WHAT TO PRODUCE
In the material below, find the line with "Gives flexibility to" and the line with "Question regarding good", then output those two lines and every line between them, exactly.

[SUPPLIED DATA — start]

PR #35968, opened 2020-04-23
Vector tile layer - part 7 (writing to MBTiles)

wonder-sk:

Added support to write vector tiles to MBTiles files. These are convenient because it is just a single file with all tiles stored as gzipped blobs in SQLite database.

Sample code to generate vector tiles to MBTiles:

[SUPPLIED DATA — finish]
[SUPPLIED DATA — start]

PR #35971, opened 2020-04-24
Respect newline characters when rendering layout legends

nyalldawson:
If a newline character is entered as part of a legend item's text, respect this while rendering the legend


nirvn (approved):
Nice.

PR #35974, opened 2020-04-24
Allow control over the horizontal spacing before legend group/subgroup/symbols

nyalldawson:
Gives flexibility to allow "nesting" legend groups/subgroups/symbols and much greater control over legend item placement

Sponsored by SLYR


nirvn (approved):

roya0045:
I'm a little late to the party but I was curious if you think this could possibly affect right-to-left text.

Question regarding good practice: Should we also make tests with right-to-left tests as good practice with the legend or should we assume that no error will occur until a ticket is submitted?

[SUPPLIED DATA — finish]

RESULT BELOW
Gives flexibility to allow "nesting" legend groups/subgroups/symbols and much greater control over legend item placement

Sponsored by SLYR


nirvn (approved):

roya0045:
I'm a little late to the party but I was curious if you think this could possibly affect right-to-left text.

Question regarding good practice: Should we also make tests with right-to-left tests as good practice with the legend or should we assume that no error will occur until a ticket is submitted?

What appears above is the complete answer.